◆ Work to be completed ◆
Search the material for lines containing the word "preserving", and copy each one.

◆ Given information ◆
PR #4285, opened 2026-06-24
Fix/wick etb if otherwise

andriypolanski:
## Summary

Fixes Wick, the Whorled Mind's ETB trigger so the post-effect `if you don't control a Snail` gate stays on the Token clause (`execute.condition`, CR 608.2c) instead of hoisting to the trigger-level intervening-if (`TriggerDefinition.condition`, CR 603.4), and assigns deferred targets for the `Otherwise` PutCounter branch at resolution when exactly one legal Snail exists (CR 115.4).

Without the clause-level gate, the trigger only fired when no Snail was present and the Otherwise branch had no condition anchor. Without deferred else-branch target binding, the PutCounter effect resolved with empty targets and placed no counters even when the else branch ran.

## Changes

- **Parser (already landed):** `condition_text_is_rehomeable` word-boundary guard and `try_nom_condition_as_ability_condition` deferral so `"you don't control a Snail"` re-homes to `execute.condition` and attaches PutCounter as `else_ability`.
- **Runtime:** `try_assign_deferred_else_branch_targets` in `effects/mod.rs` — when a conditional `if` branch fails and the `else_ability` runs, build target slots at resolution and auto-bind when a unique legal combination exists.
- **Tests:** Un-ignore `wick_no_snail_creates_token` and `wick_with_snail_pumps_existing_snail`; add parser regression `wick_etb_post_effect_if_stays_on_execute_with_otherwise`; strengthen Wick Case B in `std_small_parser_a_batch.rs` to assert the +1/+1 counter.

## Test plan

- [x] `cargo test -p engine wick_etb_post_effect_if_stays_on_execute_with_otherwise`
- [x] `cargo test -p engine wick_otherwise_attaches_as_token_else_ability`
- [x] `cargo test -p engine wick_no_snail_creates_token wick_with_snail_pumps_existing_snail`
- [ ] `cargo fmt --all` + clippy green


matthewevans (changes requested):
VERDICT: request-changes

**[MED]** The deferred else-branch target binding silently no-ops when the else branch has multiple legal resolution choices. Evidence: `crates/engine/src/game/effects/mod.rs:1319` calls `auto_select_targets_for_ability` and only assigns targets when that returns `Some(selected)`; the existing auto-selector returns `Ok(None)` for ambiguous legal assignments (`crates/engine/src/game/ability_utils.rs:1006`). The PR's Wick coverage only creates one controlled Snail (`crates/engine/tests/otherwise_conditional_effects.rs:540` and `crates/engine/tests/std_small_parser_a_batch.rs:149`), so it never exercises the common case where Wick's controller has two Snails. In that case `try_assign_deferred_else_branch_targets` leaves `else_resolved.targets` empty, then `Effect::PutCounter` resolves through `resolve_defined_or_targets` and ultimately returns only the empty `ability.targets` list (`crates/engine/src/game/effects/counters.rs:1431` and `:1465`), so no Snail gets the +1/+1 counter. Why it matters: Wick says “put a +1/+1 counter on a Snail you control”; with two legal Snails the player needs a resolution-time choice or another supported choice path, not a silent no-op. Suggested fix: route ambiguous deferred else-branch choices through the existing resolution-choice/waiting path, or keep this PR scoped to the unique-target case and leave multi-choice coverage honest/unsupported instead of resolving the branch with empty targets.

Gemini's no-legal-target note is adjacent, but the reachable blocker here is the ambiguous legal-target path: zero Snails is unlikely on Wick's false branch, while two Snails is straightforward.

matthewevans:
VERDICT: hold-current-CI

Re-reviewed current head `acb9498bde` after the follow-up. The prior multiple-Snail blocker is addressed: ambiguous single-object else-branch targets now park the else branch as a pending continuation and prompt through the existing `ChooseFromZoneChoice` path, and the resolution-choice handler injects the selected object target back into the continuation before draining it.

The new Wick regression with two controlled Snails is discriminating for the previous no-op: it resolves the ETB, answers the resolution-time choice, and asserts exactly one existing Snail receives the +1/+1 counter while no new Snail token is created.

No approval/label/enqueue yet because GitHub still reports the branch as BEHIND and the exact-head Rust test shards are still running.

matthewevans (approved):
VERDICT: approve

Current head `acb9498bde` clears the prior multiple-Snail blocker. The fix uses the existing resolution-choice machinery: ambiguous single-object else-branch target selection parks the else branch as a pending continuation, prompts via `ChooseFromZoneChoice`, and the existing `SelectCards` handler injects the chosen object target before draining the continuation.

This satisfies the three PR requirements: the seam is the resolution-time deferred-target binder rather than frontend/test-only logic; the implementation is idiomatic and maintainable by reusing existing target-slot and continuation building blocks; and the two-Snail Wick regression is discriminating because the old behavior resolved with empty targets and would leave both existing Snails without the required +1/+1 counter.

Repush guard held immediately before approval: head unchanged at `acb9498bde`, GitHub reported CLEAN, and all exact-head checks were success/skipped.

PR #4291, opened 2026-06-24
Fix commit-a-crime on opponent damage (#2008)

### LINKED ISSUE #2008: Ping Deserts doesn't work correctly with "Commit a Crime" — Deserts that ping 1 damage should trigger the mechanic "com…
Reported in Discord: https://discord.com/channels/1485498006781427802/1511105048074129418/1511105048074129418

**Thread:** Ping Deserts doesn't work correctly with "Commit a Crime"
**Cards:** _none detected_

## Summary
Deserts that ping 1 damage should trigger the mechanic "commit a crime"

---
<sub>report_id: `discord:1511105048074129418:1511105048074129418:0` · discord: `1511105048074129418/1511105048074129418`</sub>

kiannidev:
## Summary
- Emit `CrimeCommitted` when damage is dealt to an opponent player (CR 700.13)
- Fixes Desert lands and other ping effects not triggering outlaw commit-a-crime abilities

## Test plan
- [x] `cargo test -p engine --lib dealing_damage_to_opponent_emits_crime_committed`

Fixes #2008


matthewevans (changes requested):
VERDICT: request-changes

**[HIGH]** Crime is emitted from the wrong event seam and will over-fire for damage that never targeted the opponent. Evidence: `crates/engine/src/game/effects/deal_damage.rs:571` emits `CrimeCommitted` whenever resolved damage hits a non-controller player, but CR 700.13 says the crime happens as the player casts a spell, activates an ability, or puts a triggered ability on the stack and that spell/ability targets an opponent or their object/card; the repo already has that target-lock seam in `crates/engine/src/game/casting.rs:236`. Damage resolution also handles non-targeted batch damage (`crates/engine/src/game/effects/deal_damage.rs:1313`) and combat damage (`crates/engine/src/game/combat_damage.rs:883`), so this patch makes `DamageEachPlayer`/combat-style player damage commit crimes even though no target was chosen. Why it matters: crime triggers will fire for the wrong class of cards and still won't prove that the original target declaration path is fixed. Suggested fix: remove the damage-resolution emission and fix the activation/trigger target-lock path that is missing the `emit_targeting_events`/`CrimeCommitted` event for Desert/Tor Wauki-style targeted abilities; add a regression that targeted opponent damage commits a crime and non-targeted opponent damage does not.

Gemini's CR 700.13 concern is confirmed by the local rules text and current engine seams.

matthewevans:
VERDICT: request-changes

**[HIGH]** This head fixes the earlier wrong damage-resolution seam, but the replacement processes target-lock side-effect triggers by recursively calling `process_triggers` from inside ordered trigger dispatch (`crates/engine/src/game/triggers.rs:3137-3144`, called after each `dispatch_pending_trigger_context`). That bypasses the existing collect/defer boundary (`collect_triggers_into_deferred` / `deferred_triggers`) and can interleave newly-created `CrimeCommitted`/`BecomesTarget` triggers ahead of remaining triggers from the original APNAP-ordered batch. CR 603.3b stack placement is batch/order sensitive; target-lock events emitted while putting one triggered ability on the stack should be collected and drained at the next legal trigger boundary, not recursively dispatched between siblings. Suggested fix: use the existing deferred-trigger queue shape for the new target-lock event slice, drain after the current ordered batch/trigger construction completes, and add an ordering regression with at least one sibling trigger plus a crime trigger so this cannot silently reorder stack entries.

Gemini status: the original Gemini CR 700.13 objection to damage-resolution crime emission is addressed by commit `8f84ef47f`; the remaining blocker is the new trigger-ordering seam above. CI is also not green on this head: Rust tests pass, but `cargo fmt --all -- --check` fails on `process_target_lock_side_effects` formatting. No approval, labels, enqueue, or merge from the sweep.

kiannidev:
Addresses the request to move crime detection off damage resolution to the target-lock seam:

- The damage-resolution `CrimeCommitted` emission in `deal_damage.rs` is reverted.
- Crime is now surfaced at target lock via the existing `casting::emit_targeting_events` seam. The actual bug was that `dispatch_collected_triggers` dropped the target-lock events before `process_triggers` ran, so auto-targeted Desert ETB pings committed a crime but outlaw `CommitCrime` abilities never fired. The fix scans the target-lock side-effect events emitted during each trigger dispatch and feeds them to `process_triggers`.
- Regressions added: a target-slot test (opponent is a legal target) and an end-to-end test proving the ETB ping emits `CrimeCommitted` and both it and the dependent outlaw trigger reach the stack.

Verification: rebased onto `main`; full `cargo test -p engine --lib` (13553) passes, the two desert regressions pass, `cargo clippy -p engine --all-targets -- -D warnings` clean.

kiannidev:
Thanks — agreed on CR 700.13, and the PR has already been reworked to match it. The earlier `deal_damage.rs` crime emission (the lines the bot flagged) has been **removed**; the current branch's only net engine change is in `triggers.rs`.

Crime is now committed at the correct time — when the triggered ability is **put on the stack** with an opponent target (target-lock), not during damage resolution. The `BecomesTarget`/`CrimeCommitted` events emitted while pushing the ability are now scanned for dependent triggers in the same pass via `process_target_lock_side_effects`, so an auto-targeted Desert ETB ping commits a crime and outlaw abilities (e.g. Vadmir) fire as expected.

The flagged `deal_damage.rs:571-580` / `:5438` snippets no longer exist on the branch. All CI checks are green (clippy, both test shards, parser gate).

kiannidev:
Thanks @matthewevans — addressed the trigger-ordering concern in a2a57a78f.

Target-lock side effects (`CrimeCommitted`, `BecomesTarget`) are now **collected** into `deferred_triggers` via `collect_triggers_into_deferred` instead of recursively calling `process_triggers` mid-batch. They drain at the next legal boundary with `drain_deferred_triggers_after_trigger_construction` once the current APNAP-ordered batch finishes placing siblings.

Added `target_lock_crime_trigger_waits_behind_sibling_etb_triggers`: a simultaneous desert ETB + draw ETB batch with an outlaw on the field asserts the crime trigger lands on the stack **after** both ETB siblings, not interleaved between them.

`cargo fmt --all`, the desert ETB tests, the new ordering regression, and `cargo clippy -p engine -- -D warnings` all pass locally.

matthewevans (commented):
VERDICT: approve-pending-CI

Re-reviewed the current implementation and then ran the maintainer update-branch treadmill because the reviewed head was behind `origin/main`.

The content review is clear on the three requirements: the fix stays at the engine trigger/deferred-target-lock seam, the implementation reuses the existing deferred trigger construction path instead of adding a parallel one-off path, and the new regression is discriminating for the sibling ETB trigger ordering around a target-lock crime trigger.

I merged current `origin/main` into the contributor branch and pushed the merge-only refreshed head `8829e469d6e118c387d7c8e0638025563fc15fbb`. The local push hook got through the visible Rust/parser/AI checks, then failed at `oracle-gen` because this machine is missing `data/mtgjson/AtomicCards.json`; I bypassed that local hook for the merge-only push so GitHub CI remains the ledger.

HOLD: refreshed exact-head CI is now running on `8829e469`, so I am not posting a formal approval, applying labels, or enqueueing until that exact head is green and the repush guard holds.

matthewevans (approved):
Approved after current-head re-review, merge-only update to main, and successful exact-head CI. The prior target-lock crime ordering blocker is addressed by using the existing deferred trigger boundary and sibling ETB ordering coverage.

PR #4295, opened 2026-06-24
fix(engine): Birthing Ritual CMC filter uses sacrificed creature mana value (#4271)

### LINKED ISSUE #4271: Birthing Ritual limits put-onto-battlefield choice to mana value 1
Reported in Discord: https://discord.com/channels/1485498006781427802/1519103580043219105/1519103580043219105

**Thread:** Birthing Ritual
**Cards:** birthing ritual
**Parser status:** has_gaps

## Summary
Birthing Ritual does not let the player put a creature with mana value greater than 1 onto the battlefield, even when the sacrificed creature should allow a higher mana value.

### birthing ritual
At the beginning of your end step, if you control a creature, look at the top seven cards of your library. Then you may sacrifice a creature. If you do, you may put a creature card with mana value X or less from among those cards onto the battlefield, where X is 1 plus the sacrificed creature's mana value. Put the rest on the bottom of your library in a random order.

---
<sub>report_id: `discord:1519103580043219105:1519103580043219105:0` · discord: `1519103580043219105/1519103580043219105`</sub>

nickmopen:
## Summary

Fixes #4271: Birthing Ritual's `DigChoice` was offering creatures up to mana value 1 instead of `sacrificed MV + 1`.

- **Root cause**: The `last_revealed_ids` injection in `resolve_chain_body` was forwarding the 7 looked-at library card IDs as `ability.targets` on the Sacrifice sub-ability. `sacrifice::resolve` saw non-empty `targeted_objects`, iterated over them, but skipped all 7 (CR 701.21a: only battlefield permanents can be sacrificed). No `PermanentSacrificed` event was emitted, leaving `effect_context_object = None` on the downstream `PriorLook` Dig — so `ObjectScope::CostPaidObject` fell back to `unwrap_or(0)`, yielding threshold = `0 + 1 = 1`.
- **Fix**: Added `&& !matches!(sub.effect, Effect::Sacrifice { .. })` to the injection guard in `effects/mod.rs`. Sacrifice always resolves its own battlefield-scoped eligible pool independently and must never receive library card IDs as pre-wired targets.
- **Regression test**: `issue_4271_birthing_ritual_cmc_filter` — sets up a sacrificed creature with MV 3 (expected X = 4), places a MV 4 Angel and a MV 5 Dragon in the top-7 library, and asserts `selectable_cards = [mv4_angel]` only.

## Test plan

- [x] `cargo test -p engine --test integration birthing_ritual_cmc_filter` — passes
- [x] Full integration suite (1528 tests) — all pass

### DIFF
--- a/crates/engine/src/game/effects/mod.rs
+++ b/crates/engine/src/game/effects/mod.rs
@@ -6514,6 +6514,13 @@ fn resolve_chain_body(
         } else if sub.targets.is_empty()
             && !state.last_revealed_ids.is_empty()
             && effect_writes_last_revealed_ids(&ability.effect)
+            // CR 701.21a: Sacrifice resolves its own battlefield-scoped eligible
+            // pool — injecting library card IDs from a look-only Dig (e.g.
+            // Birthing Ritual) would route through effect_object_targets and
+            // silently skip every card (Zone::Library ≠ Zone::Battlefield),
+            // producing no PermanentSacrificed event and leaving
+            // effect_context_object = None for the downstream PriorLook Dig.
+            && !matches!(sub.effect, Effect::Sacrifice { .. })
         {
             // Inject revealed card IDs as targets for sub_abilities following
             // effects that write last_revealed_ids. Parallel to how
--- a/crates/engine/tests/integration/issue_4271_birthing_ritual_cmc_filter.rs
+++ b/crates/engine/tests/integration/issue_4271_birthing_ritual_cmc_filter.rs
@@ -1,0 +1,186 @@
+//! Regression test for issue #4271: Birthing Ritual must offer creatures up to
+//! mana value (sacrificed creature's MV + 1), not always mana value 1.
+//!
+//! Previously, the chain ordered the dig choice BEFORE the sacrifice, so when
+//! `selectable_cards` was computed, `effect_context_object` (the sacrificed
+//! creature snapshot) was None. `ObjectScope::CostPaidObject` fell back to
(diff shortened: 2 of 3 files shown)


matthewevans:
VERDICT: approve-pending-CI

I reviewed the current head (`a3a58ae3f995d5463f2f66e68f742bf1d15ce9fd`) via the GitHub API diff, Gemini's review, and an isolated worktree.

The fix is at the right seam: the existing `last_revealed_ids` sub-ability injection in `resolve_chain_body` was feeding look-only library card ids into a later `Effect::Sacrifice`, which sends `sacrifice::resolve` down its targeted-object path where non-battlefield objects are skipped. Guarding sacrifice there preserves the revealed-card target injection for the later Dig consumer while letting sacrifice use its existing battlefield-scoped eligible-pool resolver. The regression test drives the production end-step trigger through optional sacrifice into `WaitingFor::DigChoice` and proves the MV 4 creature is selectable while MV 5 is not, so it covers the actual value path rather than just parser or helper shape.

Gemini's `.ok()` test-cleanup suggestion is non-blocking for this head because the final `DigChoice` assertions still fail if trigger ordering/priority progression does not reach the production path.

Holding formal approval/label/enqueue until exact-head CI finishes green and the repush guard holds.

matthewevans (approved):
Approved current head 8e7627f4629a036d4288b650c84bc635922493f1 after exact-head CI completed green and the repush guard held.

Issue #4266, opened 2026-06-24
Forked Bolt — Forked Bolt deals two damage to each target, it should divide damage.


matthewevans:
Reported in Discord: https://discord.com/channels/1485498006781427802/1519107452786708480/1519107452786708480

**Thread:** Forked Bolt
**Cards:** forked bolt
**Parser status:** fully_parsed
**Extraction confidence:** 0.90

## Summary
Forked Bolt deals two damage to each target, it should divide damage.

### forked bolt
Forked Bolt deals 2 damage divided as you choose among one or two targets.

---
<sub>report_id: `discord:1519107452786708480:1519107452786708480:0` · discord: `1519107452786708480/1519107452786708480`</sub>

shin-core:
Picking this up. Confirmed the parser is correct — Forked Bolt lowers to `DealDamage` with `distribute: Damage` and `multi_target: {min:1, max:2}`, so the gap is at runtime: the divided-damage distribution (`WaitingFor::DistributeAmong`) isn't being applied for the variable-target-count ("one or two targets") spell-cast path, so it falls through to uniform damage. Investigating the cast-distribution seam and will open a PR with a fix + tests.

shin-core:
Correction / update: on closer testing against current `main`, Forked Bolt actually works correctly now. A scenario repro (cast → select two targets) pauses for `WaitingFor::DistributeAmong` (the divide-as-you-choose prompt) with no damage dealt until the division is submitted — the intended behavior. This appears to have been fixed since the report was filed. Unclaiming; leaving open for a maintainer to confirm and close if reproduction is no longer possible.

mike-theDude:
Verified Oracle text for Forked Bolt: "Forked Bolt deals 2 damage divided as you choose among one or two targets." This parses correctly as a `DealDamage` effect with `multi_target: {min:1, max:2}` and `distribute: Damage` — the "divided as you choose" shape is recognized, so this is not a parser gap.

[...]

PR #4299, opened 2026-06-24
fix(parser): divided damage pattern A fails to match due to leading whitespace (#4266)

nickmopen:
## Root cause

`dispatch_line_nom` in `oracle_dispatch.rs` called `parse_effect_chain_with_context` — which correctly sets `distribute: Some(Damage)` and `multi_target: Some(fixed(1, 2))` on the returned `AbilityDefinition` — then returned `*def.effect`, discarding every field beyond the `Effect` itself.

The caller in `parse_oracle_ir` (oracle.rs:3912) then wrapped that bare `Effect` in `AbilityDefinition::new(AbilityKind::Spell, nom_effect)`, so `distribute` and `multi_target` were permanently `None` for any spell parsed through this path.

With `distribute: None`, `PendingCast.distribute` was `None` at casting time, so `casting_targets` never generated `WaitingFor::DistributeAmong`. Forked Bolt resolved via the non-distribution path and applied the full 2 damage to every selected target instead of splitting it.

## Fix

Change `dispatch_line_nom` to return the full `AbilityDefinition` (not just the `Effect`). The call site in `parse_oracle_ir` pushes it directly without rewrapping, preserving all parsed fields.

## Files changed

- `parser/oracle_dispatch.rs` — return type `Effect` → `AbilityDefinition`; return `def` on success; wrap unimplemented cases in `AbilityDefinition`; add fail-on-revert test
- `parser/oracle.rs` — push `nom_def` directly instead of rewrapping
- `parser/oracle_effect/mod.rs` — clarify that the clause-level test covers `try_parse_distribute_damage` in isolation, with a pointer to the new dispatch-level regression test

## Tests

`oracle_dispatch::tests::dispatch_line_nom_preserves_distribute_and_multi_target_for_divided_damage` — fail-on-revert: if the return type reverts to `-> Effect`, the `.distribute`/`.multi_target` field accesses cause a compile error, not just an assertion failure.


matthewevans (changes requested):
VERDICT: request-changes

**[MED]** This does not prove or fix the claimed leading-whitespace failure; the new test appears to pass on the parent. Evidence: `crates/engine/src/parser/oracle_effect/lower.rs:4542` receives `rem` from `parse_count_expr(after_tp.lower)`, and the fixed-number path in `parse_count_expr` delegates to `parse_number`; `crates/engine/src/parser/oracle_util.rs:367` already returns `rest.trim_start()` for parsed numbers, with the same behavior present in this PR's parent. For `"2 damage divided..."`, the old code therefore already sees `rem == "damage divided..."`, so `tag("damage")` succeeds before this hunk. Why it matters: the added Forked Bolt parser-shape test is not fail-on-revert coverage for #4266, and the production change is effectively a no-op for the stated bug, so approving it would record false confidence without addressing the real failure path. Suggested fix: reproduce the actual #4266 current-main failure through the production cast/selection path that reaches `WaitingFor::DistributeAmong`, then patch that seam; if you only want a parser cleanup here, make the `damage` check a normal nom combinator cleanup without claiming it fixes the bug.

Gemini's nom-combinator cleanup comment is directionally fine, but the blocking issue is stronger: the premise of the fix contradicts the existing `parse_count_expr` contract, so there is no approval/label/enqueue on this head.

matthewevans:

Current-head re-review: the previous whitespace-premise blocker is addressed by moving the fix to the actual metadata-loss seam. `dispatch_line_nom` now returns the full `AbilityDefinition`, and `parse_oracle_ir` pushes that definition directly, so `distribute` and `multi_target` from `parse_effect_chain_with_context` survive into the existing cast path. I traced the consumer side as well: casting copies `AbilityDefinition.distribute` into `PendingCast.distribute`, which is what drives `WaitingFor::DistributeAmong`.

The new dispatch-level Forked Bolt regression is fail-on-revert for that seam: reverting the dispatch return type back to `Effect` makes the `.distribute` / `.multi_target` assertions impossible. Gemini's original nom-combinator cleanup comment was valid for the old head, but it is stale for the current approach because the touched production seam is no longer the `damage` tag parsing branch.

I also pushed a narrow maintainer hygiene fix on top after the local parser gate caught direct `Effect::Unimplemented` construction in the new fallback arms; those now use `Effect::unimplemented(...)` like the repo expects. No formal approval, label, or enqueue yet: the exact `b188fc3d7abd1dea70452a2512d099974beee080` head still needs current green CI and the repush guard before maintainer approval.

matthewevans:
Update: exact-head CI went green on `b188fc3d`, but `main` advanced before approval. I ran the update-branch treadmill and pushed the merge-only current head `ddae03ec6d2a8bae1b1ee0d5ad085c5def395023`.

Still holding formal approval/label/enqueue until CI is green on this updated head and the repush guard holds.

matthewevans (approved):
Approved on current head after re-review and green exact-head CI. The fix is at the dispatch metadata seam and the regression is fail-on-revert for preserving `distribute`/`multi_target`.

◆ Solution to this exercise ◆
Change `dispatch_line_nom` to return the full `AbilityDefinition` (not just the `Effect`). The call site in `parse_oracle_ir` pushes it directly without rewrapping, preserving all parsed fields.
Approved on current head after re-review and green exact-head CI. The fix is at the dispatch metadata seam and the regression is fail-on-revert for preserving `distribute`/`multi_target`.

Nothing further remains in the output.